61 It is clear that the sentencing judge regarded these offences as extremely serious. Although he did not differentiate between the two offences it seems to me that the offence in which the respondent reached for the prohibited firearm during arrest is more serious than the offence in which he remained passive on arrest. In Regina v Penisini; Regina v Lagi; Regina v John Taufahema [2003] NSWSC 892 Wood CJ at CL in considering offences under s 7(1) of the Firearms Act 1996 said:
96. I would add, in relation to the firearm offence, that reference to the Judicial Commission statistics would tend to suggest that insufficient consideration has been given to the degree of seriousness with which the legislature regards such offences, as indicated by the maximum available sentence of imprisonment for 14 years. In part, that may be due to the fact that the population of recorded cases, where non parole periods or fixed terms were imposed, is very small (only 7 in number), or to the fact that some of those cases may have predated the increase in the maximum sentence. In those circumstances, and bearing in mind the serious aggravation involved where the offender who uses or possesses an unlicensed handgun was on parole, I regard it as necessary to impose a sentence above the range which the statistics would otherwise disclose.
97. In this regard, the observations of Howie J in R v Shankley (above), citing R v Oliver (1980) 7 A Crim R 174 and R v H (1980) 3 A Crim R 53, are apposite;
"a consideration of the maximum penalty prescribed for an offence is fundamental to a determination of the appropriate sentence to be imposed … It represents the public's view of the seriousness of the crime." (At para 19)

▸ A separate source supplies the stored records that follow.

PR #1244, opened 2026-08-03
feat(mlflow): name sweep/search child runs by swept dimension value

smouaa:
When creating a per-probe MLflow run under a parent (sweep/search), derive the run name from the swept parameter value (e.g., 'Concurrency=4') instead of repeating --mlflow-run-name for every child. This makes child runs distinguishable in the MLflow UI.

- Single-run (no parent): behavior unchanged (uses --mlflow-run-name)
- Sweep/search child: named 'Concurrency={value}' or 'RequestRate={value}'
- Falls back to --mlflow-run-name if swept dimension can't be determined

## Summary by CodeRabbit

* **New Features**
  * Nested MLflow profiling runs now use names based on the first phase’s request rate or concurrency.
  * Request-rate names take precedence when both rate and concurrency are available.
  * Names reflect capped concurrency values where applicable, making profiling sweeps easier to distinguish.
  * Reused live-streaming runs are renamed when possible, with the effective name recorded in exported metadata.
  * Runs fall back to the configured name or default naming when profiling dimensions are unavailable.


smouaa:
@coderabbitai resume

src/aiperf/exporters/mlflow_data_exporter.py
```diff
@@ -326,6 +366,45 @@ def _derive_default_run_name(self) -> str:
...
+        """
+        artifact_path = str(self._artifact_directory)
+
+        # Concurrency sweeps: adaptive search or magic-list
+        if "search_iter" in artifact_path or "concurrency_" in artifact_path:
+            profiling_phases = self._cfg.get_profiling_phases()
+            if profiling_phases:
+                phase = profiling_phases[0]
+                if getattr(phase, "concurrency", None) is not None:
+                    return f"Concurrency={phase.concurrency}"
```
ajcasagrande, line 395: **The swept dimension is reverse-engineered from the directory string, but the source of that string is already in hand.**

`ExporterManager.__init__` takes `run: BenchmarkRun` (required, not optional) and passes it through as `ExporterConfig.run`, which this exporter already reads for `benchmark_id`. `BenchmarkRun.variation` is a `SweepVariation` whose `values` is a `{dotted_path: value}` dict — and `dir_name` is *derived from* `values` via `_format_dir_name`. Matching substrings against the derived string is a lossy inversion of data you can read directly.

Two concrete failures:

1. **Multi-dimension sweeps collapse to one name.** `_format_dir_name` joins components with `__` ([sweep/config.py#L730-L751](https://github.com/ai-dynamo/aiperf/blob/370f8e0fabd814c1a5de43ccd06836ddf3c4213c/src/aiperf/config/sweep/config.py#L730-L751); pinned by `test_sweep.py` asserting `b_1__d_2`). A `concurrency x ISL` sweep yields `concurrency_10__mean_1024` and `concurrency_10__mean_2048`; both match `"concurrency_"` and return early with `Concurrency=10`. Two children, identical names — the collision this PR is meant to fix. 4-D `concurrency x ISL x OSL x rate` sweeps are documented first-class in [docs/tutorials/sweeps.md#L31](https://github.com/ai-dynamo/aiperf/blob/370f8e0fabd814c1a5de43ccd06836ddf3c4213c/docs/tutorials/sweeps.md#L31).

2. **`prefill_concurrency` sweeps get an actively wrong label.** `prefill_concurrency` is a phase-field sweep target ([expand.py#L18-L32](https://github.com/ai-dynamo/aiperf/blob/370f8e0fabd814c1a5de43ccd06836ddf3c4213c/src/aiperf/config/sweep/expand.py#L18-L32)), so it produces `prefill_concurrency_4/` — which contains `"concurrency_"`. The branch fires and returns the *total* `phase.concurrency`, which is fixed across all children. The `prefill_concurrency <= concurrency` validator means it is usually set, so this reliably yields duplicates rather than falling through to `None`.

Reading `self._exporter_config.run.variation.values` gives the exact swept key and value, fixes both cases, and works for dimensions nobody has added yet. Two reviewers asked for this earlier on this PR (dynamo-review-agent: "only prefer sweep-derived names when the current `BenchmarkRun` has real sweep/search variation metadata"; CodeRabbit: "Read the swept parameter path from the current variation or search metadata").

src/aiperf/exporters/mlflow_data_exporter.py
```diff
@@ -326,6 +366,45 @@ def _derive_default_run_name(self) -> str:
...
+        falls back to --mlflow-run-name or the default).
+
+        Detection uses the artifact directory pattern set by the orchestrator:
+        - ``search_iter_NNNN/`` → adaptive search (concurrency is swept)
+        - ``concurrency_N/`` → magic-list concurrency sweep
+        - ``rate_N/`` or ``request_rate_N/`` → rate sweep (future)
+        - None of the above → not a sweep, preserve configured name.
+
+        This avoids incorrectly renaming ordinary nested runs that happen
+        to have a parent_run_id and a fixed concurrency.
```
ajcasagrande, line 385: **Three claims in this detection contract do not hold.**

- `search_iter_NNNN` does not imply concurrency is swept. All four planners hardcode `label=f"search_iter_{self._iter:04d}"` regardless of dimension, while carrying the real coordinate in `values={self._dim.path: value}`; `SearchSpaceDimension.path` is an arbitrary validated dotted path. A rate search on a phase with an explicit concurrency cap (`concurrency` is `None` by default and "acts as a cap" for rate types, [phases.py#L168-L177](https://github.com/ai-dynamo/aiperf/blob/370f8e0fabd814c1a5de43ccd06836ddf3c4213c/src/aiperf/config/phases.py#L168-L177)) names every child `Concurrency=<same cap>`. Without a cap it returns `None` and degrades safely, so this is narrower than it looks — but the docstring states it as a fact and a new test encodes it.
- `rate_N/` is not a future pattern. `rate` is a magic-list sweep field today and `test_sweep.py` already pins `dir_name == "request_rate_5.0"` and `"rate_5.0-rps_v2"`. The branch below is live code, not scaffolding — see the separate note there.
- "None of the above → not a sweep" is false. `MAGIC_LIST_FIELDS` also includes `users`, `duration`, `requests`, `sessions`, `mean`, `count`, `level`, so `users_50/` and `duration_60/` are real sweeps that match neither branch and silently keep one shared name.

src/aiperf/exporters/mlflow_data_exporter.py
```diff
@@ -326,6 +366,45 @@ def _derive_default_run_name(self) -> str:
...
+        if "search_iter" in artifact_path or "concurrency_" in artifact_path:
+            profiling_phases = self._cfg.get_profiling_phases()
+            if profiling_phases:
+                phase = profiling_phases[0]
+                if getattr(phase, "concurrency", None) is not None:
+                    return f"Concurrency={phase.concurrency}"
+
+        # Rate sweeps (future pattern — not currently produced by the
+        # orchestrator, but ready when it is)
+        if "rate_" in artifact_path or "request_rate_" in artifact_path:
```
ajcasagrande, line 399: **The `or "request_rate_"` operand is dead.** Any path containing `"request_rate_"` necessarily contains `"rate_"`, so the first operand always short-circuits first. It can be dropped.

Separately, `"rate_"` is a very loose unanchored test against the full resolved absolute path ([resolvers.py#L95](https://github.com/ai-dynamo/aiperf/blob/370f8e0fabd814c1a5de43ccd06836ddf3c4213c/src/aiperf/config/resolution/resolvers.py#L95) does `run.artifact_dir.resolve()`), so ancestor directories like `moderate_load/`, `accurate_runs/` or `generate_x/` all match it. Matching the sweep segment (`base_dir / variation.dir_name`, [orchestrator.py#L91](https://github.com/ai-dynamo/aiperf/blob/370f8e0fabd814c1a5de43ccd06836ddf3c4213c/src/aiperf/orchestrator/orchestrator.py#L91)) rather than scanning the whole path would avoid this — though keying off `variation.values` removes the need entirely.

tests/unit/exporters/test_mlflow_data_exporter.py
```diff
@@ -637,3 +637,135 @@ def _silent_crash_subprocess_entry(exporter_config: Any, result_queue: Any) -> N
     import os
 
     os._exit(137)
+
+
+class TestSweepChildNaming:
+    """Tests for _derive_sweep_child_name — names per-probe runs by swept value."""
```
ajcasagrande, line 643: **None of the new tests exercise the code paths this PR actually changes.** All eight call `_derive_sweep_child_name()` directly, so the live-run rename, the child-name precedence in `_export_sync`, and the `_renamed_live_run_name` propagation into `mlflow_export.json` are uncovered.

That matters more than usual here because `FakeMlflowClient` in this file defines only `log_batch` — `update_run` appears nowhere in the module. The one live-reuse test writes metadata without `parent_run_id`, so the rename branch is never entered; if it were, `client.update_run(...)` would raise `AttributeError`, get swallowed by the broad `except Exception` at [#L226-L231](https://github.com/ai-dynamo/aiperf/blob/370f8e0fabd814c1a5de43ccd06836ddf3c4213c/src/aiperf/exporters/mlflow_data_exporter.py#L226-L231), and the test would still pass while asserting nothing. Adding `update_run` to the fake plus one reuse-with-parent case would make the branch verifiable.

(The broad catch itself is consistent with the repo's documented error-handling idiom in `docs/dev/patterns.md`, so it is fine as written — the issue is only that nothing can currently observe it firing.)

ajcasagrande (commented):
### Code review

Found 4 issues, plus a minor note. Main one is that the swept dimension is recovered by substring-matching the artifact path when the authoritative value is already on the exporter, which reproduces the name collision this PR exists to remove.

Details inline.

Minor: no docs updated. `docs/tutorials/otel-mlflow.md` [#L152-L189](https://github.com/ai-dynamo/aiperf/blob/370f8e0fabd814c1a5de43ccd06836ddf3c4213c/docs/tutorials/otel-mlflow.md#L152-L189) is the "Grouping benchmarks under a parent run" section covering this exact surface, and [CLAUDE.md](https://github.com/ai-dynamo/aiperf/blob/370f8e0fabd814c1a5de43ccd06836ddf3c4213c/CLAUDE.md#L161-L186) asks for a docs update alongside a feature change.

src/aiperf/exporters/mlflow_data_exporter.py
smouaa: Fixed — _derive_sweep_child_name no longer touches the artifact path. It now reads the authoritative swept coordinate straight off the run: self._exporter_config.run.variation.values (the {dotted_path: value} map the orchestrator and every planner populate), and names the child {LastSegmentTitleCase}={value} per dimension.

Both failures you called out are now covered by tests:

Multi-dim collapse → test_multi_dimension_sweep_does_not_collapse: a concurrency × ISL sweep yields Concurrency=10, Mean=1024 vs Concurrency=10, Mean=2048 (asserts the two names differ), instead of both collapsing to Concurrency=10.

98. That was the case where, upon a crown appeal, a sentence for a firearm offence, by an offender who had been subject to a bond for similar offences, was increased, after allowance for double jeopardy, from a term of imprisonment for four years with a non parole period of 3 years to one of imprisonment for six years with an non parole period of two years and three months, the latter being significantly reduced because of the accumulation of the sentence upon that imposed for another offence, so as to restore the statutory ratio between the total effective sentence and the total non parole period.
99. The decision underlines, in a clear and obvious way, the proper approach to be taken to firearm offences in the case of offenders such as the three persons now before the Court who were on conditional liberty, particularly where they had prior convictions involving the use or possession of firearms, and it provides a much more certain guide than anything which might emerge from the sentencing statistics.